Work instructions
What is needed is a copy of each line in the listing below that contains "different".

Information shown
=== Section Start ===

PR #696, opened 2023-06-27
Rationalize names of floating types

### LINKED ISSUE #694: Use less confusing floating-point type names
General purpose floating-point numbers should be represented by `Float` instead of `Double`, which would represent a "machine-size" floating-point number. Floating-point numbers with specific bit widths should be represented by `Float16`, `Float32`, `Float64` and `Float128`.

dabrahams:
Fixes #694


kyouko-taiga (approved):
Perfect.

PR #716, opened 2023-07-06
Inline storage view Instruction

dabrahams:


Sources/IR/Analysis/Module+Ownership.swift
```diff
@@ -120,20 +120,22 @@ extension Module {
...
 
       // Skip the instruction if an error occured upstream.
-      guard let base = context.locals[s.base] else {
+      guard let base = context.locals[s.source] else {
         assert(diagnostics.containsError)
         return
       }
 
-      let newLocations = base.unwrapLocations()!.map({ $0.appending(s.elementPath) })
+      if s.targetPath.elementOffset != nil { fatalError("pointer indexing not fully implemented") }
```
kyouko-taiga, line 136: Now I get why you wanted an optional.

I think it would be equivalent to replace `nil` by `IR.IntegerConstant(0, bitWidth: 32)`.

dabrahams:
Withdrawn in favor of having two separate instructions for pointer offsets and lensing into records.

PR #719, opened 2023-07-07
element_addr => subfield_view

dabrahams:
Renaming, commenting, etc. in preparation for separate pointer_offset instruction


Sources/Core/AST/AST.swift
```diff
@@ -316,8 +318,9 @@ public struct AST {
   ///   tuples, then they have equal lengths and labels.
   public func walking(
     pattern: AnyPatternID, expression: AnyExprID,
-    at root: PartPath = [],
-    _ action: (_ path: PartPath, _ subpattern: AnyPatternID, _ subexpression: AnyExprID) -> Void
+    at root: SubfieldID = [],
```
kyouko-taiga, line 321: This line here shows makes me a little unsure about `SubfieldID` being the name of the abstraction. The empty "path" doesn't identify a sub-field, it identifies the record itself. I don't have a much nicer solution on the top of my head though, `PartPath` had the same issue.

Sources/IR/Analysis/AbstractLocation.swift
```diff
@@ -4,7 +4,7 @@ import Core
 enum AbstractLocation: Hashable {
 
   /// A root location.
-  case root(Operand)
+  case recordAddress(Operand)
```
kyouko-taiga, line 7: This renaming doesn't work because a root location does not necessarily identifies a record. It may, for example, be the address of an existential container, which isn't a record.

I think the name "record" should denote "things with fields". It's certainly used that way currently (see `AnyType.hasRecordLayout`).

Sources/IR/Analysis/Module+NormalizeObjectStates.swift
```diff
@@ -686,39 +688,39 @@ extension State: CustomStringConvertible {
...
-  var consumed: [(path: PartPath, consumers: State.Consumers)]
+  var consumed: [(subfield: SubfieldID, consumers: State.Consumers)]
 
 }
 
 extension AbstractObject.Value where Domain == State {
 
   /// If `self` is `.partial`, the paths to `self`'s parts; otherwise, `nil`.
-  fileprivate var paths: PartPaths? {
+  fileprivate var subfieldsByStatus: SubfieldStatus? {
```
kyouko-taiga, line 708: Is the `ByStatus` really necessary?

It confused me at call sites; I only understood once I looked at this definition. The abstraction does make sense, but I don't think the property name does.

Sources/Core/AST/AST.swift
dabrahams: I hear you.

`RecordPath`?  `RecordFieldPath`?

Sources/IR/Analysis/AbstractLocation.swift
dabrahams: 100% agreed.

Sources/IR/Analysis/Module+NormalizeObjectStates.swift
dabrahams: Don't know about _necessary_, but if I got something called `subfields` I'd expect it to be a single collection.  Are you sure you aren't confused by it only because you know the prior code well?

Sources/IR/Analysis/AbstractLocation.swift
dabrahams: This is weird; are you sure I didn't undo this change?  I don't see it in my local code; it's still called `root` there.

Sources/Core/AST/AST.swift
kyouko-taiga: I like `RecordPath`

Sources/IR/Analysis/AbstractLocation.swift
kyouko-taiga: I'm sure it is, unless e0d4fcc3a41996feb609ad755d94addfe7991bc9 isn't the last commit. See here: https://github.com/val-lang/val/blob/e0d4fcc3a41996feb609ad755d94addfe7991bc9/Sources/IR/Analysis/AbstractLocation.swift#L7

Sources/Core/AST/AST.swift
dabrahams: Doesn't bother you that you can apply an empty `RecordPath` to the address of a non-record?

dabrahams: I think that's probably OK.  You?

kyouko-taiga: I'm okay.

Sources/IR/Analysis/Module+NormalizeObjectStates.swift
dabrahams: Then I should rename the type.  I'd offer `fieldsByInitializationState` but I don't want to make you ill.  I will go to `subfields` unless you say otherwise.

kyouko-taiga: I would personally choose `subfields` but am 100% okay with `fieldsByInitializationState` if you think it helps.

dabrahams: Well now this is interesting.  I meant to float `subfieldsByInitializationState` but mistyped.  Are these actually all the subfields (recursively determined), or is the thing just wastefully storing arrays when it could store single indices?  If the latter, I _would_ use `fields`

Sources/Core/AST/AST.swift
dabrahams: You're missing my point.  You have allowed for `field view %1` with an empty path.  The type of `%1` doesn't need to be a record type in that case, and presumably might not be.  I personally wonder why empty paths are allowd.

Sources/IR/Analysis/Module+NormalizeObjectStates.swift
kyouko-taiga: Its computing record paths recursively and returns all part by initialization state at arbitrary depths. A path is expensed iff it identifies an aggregate whose parts have different states.

Sources/Core/AST/AST.swift
kyouko-taiga: The instruction must check if the path is valid in `%1` regardless of its depth. That's because you could have `%1` be a`{any Copyable, Int}` and a path `[0]`, this identifying a non-record. That's no different than using the instruction to get `[]` from `any Copyable`.

> I personally wonder why empty paths are allowed.

They used to be disallowed but that caused code to grow more complex in other places. Eventually I decided that we should not bother and eventually have a pass that would optimize sequences of the form:
```
%x = field_view %0, 1, 2
%y = field_view %x, 3, 4
%z = field_view %x, 5, 6
```

dabrahams: > thus identifying a non-record

This is not about whether the path identifies a record, whose address is the output.  This is about whether the object at the input address (1st argument) is even a record type to begin with.

kyouko-taiga: Now I understand your point. I agree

=== Section End ===

Worked solution
kyouko-taiga: Its computing record paths recursively and returns all part by initialization state at arbitrary depths. A path is expensed iff it identifies an aggregate whose parts have different states.
kyouko-taiga: The instruction must check if the path is valid in `%1` regardless of its depth. That's because you could have `%1` be a`{any Copyable, Int}` and a path `[0]`, this identifying a non-record. That's no different than using the instruction to get `[]` from `any Copyable`.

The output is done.